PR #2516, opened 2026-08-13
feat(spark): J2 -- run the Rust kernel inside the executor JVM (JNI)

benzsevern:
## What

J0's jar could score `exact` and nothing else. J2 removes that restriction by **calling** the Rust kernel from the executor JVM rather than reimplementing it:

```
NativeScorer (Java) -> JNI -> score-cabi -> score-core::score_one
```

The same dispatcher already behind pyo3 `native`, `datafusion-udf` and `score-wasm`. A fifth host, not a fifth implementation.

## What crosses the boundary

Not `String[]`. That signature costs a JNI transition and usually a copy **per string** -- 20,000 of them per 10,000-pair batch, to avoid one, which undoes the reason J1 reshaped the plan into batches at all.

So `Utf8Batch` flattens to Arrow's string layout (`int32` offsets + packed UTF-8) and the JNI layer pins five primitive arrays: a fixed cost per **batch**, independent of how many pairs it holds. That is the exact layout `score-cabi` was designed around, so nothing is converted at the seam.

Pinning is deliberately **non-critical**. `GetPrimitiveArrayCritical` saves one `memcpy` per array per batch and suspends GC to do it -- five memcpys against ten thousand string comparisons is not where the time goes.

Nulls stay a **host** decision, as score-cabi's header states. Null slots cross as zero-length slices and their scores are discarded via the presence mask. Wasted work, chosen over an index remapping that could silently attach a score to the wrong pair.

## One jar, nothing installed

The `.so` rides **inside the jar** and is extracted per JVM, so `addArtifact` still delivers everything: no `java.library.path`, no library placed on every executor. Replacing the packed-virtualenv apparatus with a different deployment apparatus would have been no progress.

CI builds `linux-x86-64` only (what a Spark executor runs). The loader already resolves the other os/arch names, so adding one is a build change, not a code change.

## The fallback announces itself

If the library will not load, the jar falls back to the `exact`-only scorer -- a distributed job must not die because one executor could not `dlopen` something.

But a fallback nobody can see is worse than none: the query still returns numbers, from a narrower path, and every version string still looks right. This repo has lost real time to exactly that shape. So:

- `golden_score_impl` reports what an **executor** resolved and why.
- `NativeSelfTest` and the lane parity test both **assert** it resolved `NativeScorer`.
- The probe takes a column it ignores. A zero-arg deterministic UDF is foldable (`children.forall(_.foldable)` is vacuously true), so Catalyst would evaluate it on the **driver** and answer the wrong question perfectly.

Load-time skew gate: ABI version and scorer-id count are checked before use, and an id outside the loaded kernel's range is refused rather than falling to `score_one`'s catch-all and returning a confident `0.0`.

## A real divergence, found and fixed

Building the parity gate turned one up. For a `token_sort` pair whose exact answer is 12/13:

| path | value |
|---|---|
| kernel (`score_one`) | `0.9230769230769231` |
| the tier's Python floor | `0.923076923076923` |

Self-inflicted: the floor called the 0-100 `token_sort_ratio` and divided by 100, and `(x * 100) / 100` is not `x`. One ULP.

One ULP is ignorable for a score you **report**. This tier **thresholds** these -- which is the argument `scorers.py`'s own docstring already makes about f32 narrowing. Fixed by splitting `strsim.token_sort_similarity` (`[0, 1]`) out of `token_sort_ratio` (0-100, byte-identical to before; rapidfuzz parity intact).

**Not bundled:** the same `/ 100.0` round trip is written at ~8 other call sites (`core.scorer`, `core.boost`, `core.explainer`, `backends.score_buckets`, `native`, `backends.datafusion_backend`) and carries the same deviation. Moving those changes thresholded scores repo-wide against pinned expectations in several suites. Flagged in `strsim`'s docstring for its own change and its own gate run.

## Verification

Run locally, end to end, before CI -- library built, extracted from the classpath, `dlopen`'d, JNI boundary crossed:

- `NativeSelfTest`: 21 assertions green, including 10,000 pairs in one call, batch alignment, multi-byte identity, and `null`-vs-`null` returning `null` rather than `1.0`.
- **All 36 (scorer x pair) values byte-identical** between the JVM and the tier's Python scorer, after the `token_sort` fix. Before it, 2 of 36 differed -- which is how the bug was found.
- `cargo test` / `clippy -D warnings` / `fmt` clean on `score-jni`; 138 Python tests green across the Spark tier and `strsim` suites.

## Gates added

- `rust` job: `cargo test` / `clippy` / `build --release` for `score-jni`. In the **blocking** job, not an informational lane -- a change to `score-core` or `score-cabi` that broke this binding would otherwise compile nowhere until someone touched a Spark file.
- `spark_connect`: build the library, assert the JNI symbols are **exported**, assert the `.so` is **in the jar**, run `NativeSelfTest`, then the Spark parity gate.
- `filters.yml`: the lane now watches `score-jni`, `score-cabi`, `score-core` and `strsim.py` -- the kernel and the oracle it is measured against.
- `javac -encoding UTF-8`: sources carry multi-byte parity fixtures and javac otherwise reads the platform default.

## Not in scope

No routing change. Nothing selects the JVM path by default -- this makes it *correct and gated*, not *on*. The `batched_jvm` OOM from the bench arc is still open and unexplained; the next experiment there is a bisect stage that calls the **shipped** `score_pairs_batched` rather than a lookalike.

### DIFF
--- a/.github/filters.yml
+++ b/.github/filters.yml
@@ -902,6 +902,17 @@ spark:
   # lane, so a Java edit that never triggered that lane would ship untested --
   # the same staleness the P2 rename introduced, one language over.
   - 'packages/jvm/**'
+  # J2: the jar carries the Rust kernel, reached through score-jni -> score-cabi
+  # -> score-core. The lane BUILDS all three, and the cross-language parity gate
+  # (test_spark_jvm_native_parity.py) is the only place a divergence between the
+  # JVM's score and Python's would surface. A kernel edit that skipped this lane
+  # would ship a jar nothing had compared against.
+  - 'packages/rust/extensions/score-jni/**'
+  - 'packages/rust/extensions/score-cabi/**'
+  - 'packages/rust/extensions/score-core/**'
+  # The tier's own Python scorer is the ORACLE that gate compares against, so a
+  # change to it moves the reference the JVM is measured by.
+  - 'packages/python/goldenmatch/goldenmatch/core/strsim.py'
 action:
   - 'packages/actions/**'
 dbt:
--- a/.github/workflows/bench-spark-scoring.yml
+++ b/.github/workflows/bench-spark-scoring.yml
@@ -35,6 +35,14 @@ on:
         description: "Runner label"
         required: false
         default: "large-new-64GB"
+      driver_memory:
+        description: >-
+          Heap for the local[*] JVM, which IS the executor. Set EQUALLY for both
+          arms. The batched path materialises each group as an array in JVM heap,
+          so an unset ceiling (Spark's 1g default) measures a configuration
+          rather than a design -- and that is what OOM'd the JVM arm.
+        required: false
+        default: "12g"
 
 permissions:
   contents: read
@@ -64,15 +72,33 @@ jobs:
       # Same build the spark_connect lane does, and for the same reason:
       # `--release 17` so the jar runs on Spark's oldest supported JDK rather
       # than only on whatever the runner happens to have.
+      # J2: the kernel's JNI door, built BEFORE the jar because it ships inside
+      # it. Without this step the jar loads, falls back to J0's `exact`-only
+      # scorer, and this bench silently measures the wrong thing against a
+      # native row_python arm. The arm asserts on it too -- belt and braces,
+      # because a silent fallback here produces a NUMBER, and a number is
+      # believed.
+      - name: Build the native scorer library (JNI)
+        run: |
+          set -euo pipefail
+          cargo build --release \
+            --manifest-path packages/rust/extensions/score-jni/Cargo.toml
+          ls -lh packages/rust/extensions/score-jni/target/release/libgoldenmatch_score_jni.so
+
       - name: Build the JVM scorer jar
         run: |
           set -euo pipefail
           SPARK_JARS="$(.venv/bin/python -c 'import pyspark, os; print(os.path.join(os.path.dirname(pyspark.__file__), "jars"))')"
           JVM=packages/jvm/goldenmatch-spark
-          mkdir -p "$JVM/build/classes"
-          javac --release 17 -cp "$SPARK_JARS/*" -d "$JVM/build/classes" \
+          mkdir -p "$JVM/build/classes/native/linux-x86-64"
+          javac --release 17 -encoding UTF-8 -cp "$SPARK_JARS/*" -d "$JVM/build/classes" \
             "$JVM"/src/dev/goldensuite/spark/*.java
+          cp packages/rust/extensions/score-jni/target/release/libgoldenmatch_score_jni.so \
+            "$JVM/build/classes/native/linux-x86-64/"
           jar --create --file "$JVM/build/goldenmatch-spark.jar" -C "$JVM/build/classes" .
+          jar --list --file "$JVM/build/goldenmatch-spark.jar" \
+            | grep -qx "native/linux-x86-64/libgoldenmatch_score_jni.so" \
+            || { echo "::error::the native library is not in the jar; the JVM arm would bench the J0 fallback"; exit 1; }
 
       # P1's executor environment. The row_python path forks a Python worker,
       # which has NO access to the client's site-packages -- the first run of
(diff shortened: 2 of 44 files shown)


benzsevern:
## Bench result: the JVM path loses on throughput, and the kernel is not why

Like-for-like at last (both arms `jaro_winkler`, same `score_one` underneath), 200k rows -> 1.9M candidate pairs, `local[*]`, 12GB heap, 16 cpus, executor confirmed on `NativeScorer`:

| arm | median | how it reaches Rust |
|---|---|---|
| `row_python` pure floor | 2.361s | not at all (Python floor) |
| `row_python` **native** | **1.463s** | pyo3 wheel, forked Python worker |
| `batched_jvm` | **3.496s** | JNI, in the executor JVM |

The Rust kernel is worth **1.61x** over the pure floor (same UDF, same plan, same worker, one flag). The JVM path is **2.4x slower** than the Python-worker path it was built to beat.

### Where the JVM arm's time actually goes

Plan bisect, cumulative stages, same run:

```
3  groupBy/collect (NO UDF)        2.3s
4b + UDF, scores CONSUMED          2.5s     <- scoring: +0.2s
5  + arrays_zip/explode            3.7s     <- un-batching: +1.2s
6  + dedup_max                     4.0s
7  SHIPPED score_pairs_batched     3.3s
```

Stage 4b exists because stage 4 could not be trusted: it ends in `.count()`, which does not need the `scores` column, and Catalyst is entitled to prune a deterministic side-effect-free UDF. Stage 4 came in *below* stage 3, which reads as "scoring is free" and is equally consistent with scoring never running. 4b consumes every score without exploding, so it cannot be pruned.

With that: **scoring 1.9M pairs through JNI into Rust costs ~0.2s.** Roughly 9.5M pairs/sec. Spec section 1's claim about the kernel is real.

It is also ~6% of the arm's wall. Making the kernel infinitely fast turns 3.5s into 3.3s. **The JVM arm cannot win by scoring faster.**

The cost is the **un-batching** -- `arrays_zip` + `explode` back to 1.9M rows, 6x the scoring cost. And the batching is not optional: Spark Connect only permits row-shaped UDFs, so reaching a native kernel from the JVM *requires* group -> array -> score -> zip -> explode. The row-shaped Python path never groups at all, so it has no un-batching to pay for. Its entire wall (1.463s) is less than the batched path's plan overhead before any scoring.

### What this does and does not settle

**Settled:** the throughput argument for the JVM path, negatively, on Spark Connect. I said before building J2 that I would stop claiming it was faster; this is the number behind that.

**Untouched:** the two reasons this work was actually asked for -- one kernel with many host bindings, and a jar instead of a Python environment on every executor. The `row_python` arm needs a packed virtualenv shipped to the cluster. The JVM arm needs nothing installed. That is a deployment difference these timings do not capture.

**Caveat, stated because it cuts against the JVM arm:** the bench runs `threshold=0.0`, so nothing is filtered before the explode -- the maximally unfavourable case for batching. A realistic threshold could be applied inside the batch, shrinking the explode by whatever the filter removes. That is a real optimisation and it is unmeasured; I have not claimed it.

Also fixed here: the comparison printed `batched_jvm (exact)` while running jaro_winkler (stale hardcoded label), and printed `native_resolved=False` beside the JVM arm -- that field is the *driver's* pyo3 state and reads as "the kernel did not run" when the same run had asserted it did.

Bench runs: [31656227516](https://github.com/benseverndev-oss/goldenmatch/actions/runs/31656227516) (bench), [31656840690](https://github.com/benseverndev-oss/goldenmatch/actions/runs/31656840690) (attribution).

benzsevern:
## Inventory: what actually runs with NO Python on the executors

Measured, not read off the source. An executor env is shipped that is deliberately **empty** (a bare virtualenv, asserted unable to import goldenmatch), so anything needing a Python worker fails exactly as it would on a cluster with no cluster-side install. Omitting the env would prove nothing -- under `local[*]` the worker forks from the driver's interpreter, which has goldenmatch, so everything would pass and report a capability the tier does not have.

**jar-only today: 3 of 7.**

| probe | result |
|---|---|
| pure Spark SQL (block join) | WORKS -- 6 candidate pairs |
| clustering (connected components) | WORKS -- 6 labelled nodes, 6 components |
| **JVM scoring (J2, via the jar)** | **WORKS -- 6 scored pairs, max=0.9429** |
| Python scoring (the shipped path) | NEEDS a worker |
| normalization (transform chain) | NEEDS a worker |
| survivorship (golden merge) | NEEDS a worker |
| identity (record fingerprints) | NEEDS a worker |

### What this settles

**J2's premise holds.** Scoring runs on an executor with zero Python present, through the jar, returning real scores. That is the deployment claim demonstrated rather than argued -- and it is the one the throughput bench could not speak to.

══════

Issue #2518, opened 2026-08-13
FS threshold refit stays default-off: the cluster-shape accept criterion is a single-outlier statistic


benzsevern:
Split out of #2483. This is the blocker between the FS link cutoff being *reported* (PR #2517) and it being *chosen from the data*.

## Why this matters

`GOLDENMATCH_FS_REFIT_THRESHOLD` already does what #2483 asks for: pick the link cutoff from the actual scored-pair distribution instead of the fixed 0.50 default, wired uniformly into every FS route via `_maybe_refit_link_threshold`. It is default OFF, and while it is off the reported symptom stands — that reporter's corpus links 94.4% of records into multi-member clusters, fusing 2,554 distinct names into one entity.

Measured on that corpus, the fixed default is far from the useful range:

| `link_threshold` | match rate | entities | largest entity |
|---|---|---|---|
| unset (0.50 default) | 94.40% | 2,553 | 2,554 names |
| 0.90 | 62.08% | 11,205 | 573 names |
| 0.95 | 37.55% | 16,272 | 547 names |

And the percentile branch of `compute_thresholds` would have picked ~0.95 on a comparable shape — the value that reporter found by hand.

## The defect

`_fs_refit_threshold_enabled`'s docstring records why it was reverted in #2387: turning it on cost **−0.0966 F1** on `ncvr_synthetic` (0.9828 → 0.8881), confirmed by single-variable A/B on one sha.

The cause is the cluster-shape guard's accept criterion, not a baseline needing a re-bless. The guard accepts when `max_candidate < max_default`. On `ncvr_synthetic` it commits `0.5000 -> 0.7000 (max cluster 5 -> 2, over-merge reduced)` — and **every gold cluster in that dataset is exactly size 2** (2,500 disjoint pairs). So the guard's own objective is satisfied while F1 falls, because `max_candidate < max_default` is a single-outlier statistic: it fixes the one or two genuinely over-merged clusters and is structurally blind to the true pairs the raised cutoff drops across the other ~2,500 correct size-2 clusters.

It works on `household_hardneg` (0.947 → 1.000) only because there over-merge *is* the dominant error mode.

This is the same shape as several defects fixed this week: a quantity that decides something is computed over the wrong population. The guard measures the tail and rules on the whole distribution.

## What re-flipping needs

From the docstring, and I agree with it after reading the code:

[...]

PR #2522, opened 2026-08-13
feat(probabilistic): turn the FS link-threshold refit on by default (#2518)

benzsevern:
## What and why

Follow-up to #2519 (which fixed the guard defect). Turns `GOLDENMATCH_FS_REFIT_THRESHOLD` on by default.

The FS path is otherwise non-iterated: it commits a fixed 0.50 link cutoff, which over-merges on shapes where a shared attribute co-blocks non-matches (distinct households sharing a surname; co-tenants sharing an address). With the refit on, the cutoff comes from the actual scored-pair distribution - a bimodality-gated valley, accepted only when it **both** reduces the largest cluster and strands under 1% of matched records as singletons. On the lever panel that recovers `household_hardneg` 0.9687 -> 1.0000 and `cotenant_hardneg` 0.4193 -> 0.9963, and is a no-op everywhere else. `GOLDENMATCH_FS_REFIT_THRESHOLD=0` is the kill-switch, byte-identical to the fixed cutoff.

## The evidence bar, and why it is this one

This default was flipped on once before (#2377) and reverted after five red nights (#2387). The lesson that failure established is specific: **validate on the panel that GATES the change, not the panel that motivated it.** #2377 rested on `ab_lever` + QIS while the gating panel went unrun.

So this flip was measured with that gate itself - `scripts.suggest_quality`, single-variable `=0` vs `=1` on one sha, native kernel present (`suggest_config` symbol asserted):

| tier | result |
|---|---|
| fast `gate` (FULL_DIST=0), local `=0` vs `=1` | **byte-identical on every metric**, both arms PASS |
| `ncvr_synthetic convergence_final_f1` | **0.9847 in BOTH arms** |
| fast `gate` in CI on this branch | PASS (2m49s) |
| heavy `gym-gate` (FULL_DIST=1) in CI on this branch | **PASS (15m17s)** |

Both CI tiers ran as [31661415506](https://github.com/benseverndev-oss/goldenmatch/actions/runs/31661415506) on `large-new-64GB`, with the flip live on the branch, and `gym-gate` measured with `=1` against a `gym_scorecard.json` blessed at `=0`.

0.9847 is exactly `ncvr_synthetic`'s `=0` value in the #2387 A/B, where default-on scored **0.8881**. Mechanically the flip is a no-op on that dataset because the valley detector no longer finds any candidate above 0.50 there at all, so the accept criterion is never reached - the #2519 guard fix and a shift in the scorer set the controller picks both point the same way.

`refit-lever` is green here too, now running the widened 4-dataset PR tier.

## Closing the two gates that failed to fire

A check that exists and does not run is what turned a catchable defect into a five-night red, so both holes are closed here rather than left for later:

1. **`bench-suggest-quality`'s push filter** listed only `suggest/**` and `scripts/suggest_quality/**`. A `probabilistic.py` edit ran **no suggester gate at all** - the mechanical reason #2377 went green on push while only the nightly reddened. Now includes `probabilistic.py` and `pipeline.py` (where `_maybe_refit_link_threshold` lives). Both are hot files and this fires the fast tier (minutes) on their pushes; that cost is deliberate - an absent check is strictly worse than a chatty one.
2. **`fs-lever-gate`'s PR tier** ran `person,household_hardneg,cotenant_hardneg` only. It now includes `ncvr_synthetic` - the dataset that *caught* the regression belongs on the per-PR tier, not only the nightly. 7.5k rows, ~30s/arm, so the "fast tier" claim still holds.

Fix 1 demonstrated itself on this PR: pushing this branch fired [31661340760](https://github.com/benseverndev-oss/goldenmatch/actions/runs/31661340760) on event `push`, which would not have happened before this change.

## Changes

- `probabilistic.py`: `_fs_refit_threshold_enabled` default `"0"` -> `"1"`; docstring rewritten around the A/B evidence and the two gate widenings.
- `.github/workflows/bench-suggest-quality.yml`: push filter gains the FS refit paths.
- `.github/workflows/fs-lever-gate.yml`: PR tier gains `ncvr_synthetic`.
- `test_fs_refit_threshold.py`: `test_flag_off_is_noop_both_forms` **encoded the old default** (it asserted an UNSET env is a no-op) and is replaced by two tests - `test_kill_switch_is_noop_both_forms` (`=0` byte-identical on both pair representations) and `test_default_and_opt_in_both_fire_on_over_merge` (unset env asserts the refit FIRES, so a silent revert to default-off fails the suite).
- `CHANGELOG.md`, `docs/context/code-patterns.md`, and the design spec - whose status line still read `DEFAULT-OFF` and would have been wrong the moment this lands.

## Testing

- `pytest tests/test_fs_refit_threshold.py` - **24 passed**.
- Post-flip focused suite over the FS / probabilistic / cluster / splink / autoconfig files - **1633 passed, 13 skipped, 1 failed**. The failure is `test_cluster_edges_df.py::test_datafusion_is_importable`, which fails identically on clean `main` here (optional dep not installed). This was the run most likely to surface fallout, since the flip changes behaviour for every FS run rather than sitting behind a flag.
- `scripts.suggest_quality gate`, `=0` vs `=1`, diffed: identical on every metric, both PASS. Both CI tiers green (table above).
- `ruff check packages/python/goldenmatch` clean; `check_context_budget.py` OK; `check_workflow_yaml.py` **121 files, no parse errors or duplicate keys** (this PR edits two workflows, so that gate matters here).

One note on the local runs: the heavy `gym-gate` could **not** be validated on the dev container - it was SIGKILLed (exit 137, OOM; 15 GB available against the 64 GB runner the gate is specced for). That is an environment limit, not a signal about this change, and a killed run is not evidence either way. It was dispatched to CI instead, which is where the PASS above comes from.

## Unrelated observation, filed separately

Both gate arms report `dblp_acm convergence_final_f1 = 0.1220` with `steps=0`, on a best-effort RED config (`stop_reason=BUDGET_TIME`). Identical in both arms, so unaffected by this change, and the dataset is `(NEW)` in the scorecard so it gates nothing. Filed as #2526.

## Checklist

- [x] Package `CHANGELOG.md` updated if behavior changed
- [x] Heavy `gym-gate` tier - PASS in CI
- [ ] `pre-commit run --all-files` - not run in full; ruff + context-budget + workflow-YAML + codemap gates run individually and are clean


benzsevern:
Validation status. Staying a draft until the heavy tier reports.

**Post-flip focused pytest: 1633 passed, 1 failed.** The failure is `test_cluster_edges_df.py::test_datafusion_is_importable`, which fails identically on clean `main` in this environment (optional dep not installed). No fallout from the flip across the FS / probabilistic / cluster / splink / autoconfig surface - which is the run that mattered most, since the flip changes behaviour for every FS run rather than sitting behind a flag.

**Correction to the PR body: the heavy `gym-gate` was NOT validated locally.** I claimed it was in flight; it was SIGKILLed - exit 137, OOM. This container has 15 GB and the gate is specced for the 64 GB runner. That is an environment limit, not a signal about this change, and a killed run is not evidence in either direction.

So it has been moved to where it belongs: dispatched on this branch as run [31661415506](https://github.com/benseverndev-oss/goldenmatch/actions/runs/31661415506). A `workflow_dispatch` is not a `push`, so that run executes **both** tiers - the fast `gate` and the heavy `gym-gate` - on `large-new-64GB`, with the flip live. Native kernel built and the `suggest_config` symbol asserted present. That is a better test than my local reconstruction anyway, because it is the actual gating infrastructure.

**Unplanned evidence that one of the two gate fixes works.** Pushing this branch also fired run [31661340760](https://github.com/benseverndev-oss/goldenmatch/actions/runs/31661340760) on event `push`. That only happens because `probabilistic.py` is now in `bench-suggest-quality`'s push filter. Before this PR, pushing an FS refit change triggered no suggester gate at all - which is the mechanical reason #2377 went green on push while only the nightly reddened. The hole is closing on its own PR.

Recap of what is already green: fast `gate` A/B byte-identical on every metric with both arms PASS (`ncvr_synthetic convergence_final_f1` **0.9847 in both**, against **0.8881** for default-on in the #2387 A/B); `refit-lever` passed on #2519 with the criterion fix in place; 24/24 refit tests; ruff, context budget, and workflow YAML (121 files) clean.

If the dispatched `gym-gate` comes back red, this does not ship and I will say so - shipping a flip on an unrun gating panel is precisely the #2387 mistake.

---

══════

-- Goal of the exercise --
In the listing above, find the line with "two gate widenings." and the line with "- **24 passed**."; output exactly those lines and all lines between them.

-- Exercise solution --
- `probabilistic.py`: `_fs_refit_threshold_enabled` default `"0"` -> `"1"`; docstring rewritten around the A/B evidence and the two gate widenings.
- `.github/workflows/bench-suggest-quality.yml`: push filter gains the FS refit paths.
- `.github/workflows/fs-lever-gate.yml`: PR tier gains `ncvr_synthetic`.
- `test_fs_refit_threshold.py`: `test_flag_off_is_noop_both_forms` **encoded the old default** (it asserted an UNSET env is a no-op) and is replaced by two tests - `test_kill_switch_is_noop_both_forms` (`=0` byte-identical on both pair representations) and `test_default_and_opt_in_both_fire_on_over_merge` (unset env asserts the refit FIRES, so a silent revert to default-off fails the suite).
- `CHANGELOG.md`, `docs/context/code-patterns.md`, and the design spec - whose status line still read `DEFAULT-OFF` and would have been wrong the moment this lands.

## Testing

- `pytest tests/test_fs_refit_threshold.py` - **24 passed**.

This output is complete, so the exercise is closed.